It is thus illegal to zip up the coast at a low altitude, but why? To protect Barbara Bush, the former First Lady? She died in 2018 as well. Because George W. Bush occasionally goes up there? (But then why would it be necessary to “check NOTAMs daily for expansion”? Does a big TFR follow an ex-President?) Because the U.S. government is good at prohibiting things, but has no mechanism for de-prohibiting?
One of the pilots behind the most impressive recent demonstration of airmanship in the airline world gives us an interesting window into the life of a U.S. Navy pilot in her book Nerves of Steel.
Captain Tammie had a rural childhood with an intact two-parent home, but not much money. The situation was made more challenging by a sister’s cerebral palsy. The reward for doing well in 4th grade was a .22 rifle.
She started in the Navy in 1985, more than 10 years after the first Naval aviator identifying as “female” (Barbara Allen Rainey, killed in an apparent stall/spin accident in a primary trainer) but at a time when Navy officers identifying as “women” were an often-unwelcome rarity. On the theory that “tax dollars are free,” primary training is not done at 10 gallons/hour in a piston-engine plane, but in a jet-powered two-seat aerobatic Bonanza:
Training started quickly with a few weeks of ground school—navigation, aerodynamics, and meteorology. We would be flying the Beechcraft T-34C Turbo Mentor, so we studied the aircraft’s systems—hydraulics, fuel, electrical, and flight controls. All of this came before we ever set foot on the flight line. My primary instructor, called an on-wing, was Captain Coston, a Marine Corps C-130 Hercules pilot and a perfect gentleman. Never once did he show a hint of dismay that he’d been assigned “the Navy girl.” Initially he was one of few people in my flight who actually spoke to me. When the time came, Captain Coston took me out under the blazing Texas sun and introduced me to the T-34. Compared to the Cessna 172 I had flown for a few hours back in New Mexico, the T-34 was a hot rod, a tandem-seat turbo prop with 550 horsepower.
Step up to turbojet:
From Corpus Christi the Navy sent me to VT-26, an Intermediate Jet Training squadron at NAS Beeville, Texas (also called Chase Field), to learn how to fly the mighty T-2 Buckeye. The T-2 was never considered the sleekest jet in the military’s lineup. The plump-bodied Buckeye had straight wings with tip tanks and dual engines along the belly of the fuselage. Due to its shape, it was affectionately referred to as the Guppy. But the T-2 had its virtues, one of which was it was built like a tank, just perfect for taking the pounding of aircraft-carrier landings.

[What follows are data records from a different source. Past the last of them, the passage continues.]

PR #36320, opened 2024-10-31
Remove "run on work queue" bits from non-concrete controllers.

bzbarsky-apple:
There is no "work queue" in the sense of the Matter queue involved unless we have a concrete controller.

* syncRunOnWorkQueueWithReturnValue was unused on MTRDeviceController, so can just be removed.

* syncRunOnWorkQueueWithBoolReturnValue was unused on MTRDeviceController, so can just be removed.

* After that syncRunOnWorkQueue becomes unused and can be removed.

* At this point chipWorkQueue is not used on the base class and can be moved into the subclasses as needed.

### DIFF
--- a/src/darwin/Framework/CHIP/MTRDeviceController_Internal.h
+++ b/src/darwin/Framework/CHIP/MTRDeviceController_Internal.h
@@ -68,8 +68,6 @@ NS_ASSUME_NONNULL_BEGIN
 @property (readonly, assign) os_unfair_lock_t deviceMapLock;
 
 @property (readwrite, nonatomic) NSUUID * uniqueIdentifier;
-
-// queue used to serialize all work performed by the MTRDeviceController
 // (moved here so subclasses can initialize differently)
 
 - (instancetype)initForSubclasses:(BOOL)startSuspended;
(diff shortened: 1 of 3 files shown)


src/darwin/Framework/CHIP/MTRDeviceController_Internal.h
```diff
@@ -71,7 +71,6 @@ NS_ASSUME_NONNULL_BEGIN
 
 // queue used to serialize all work performed by the MTRDeviceController
 // (moved here so subclasses can initialize differently)
```
vivien-apple, line 73: Do we need to keep the comment ?

src/darwin/Framework/CHIP/MTRDeviceController_Internal.h
```diff
@@ -71,7 +71,6 @@ NS_ASSUME_NONNULL_BEGIN
 
 // queue used to serialize all work performed by the MTRDeviceController
```
jtung-apple, line 72: The comments for the removed property could be removed as well.

vivien-apple (approved):

jtung-apple (approved):

src/darwin/Framework/CHIP/MTRDeviceController_Internal.h
bzbarsky-apple: Good catch, removing.

bzbarsky-apple, line 72:
```suggestion
```

bzbarsky-apple:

Breaking into the club could be challenging:
Things were going well until I was assigned to fly with Captain Cornejo, an exchange pilot from Venezuela. He had been a member of Venezuela’s flight demonstration team, so he lived and breathed formation flying. Unfortunately he didn’t even try to hide the fact that he considered it an insult to be assigned a female student. On our first flight together he came out to the plane while I was doing the preflight check. He was steaming. “Women don’t fly!” he said to me. “There’s a reason they don’t fly!”

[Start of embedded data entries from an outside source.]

PR #36328, opened 2024-10-31
Move concurrentSubscriptionPool property to MTRDeviceController_Concrete.

bzbarsky-apple:
The non-concrete case does not directly create subscriptions, so has no need of a pool for them.


jtung-apple (approved):

bzbarsky-apple:

PR #36332, opened 2024-11-01
[ESP32]: fix compile error for c6 bt lib path

DejinChen:
#### Problem
The path of esp32c6-bt-lib has changed in idf/release/v5.3 branch, Modify CMakeLists to be compatible with the old and new paths.

#### Test
Compiled esp32c6 example on idf/release/v5.3 (new path) and idf/v5.3.1 tag (old path).


chshu (approved):

config/esp32/components/chip/CMakeLists.txt
```diff
@@ -427,7 +427,11 @@ if(CONFIG_BT_ENABLED)
     if((target_name STREQUAL "esp32h2") OR (target_name STREQUAL "esp32c2") OR (target_name STREQUAL "esp32c6"))
         idf_component_get_property(bt_dir bt COMPONENT_DIR)
         list(APPEND chip_libraries $<TARGET_FILE:${bt_lib}>)
-        list(APPEND chip_libraries "${bt_dir}/controller/lib_${target_name}/${target_name}-bt-lib/libble_app.a")
+        if (EXISTS ${bt_dir}/controller/lib_${target_name}/${target_name}-bt-lib/libble_app.a)
+            list(APPEND chip_libraries "${bt_dir}/controller/lib_${target_name}/${target_name}-bt-lib/libble_app.a")
+        elseif(EXISTS ${bt_dir}/controller/lib_${target_name}/${target_name}-bt-lib/${target_name}/libble_app.a)
```
andy31415, line 432: is it normal for non of the libble_app.a to exists? The previous code seems to always want to add a libble_app.a, this version may silently fail to add such a archive if it does not exist. Should we have a else branch with at least a warning?

DejinChen: The existing situation is already covered with If condition and elseif condition. But we can indeed add warnings in case of future changes. Have added warning message.

andy31415: My point was that this maybe should be `if/else` not `if/elseif`. because if you have the latter, both if conditions could fail ... so then you are not adding any ble library even though you seem to need one. So I would expect `if/elseif/else { ERROR_MESSAGE }`

andy31415 (approved):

To his credit, Captain Cornejo was open to a change of heart, and change he did. I had a great formation flight, which apparently impressed him. By the time we taxied in and shut the aircraft down, I had won him over. He even went to the scheduling office and requested to be my formation instructor for the duration of the program.
Not easy:
Our initial practice took place on a nice, stable runway painted to look like a carrier deck. Beside the runway was what we called the “meatball,” a light system that lets pilots know if they’re on the proper glide slope. Landing Signal Officers (LSOs) stood beside the runway and talked to us on the radio as we flew our approaches, just like they would on the aircraft carrier. We did Field Carrier Landing Practice (FCLP) twice a day for a few weeks. We would take off, turn directly into the landing pattern, and do touch-and-goes until we were out of gas. We made hundreds of passes. In Primary Flight Training, Captain Coston had taught me the “heading, airspeed, altitude” scan. For carrier landings, pilots learned a more advanced three-point scan, which we would repeat from the moment we rolled into the groove to the moment our aircraft’s wheels hit the deck: meatball (glide slope), lineup (with the centerline on the runway), and angle of attack (another term for airspeed).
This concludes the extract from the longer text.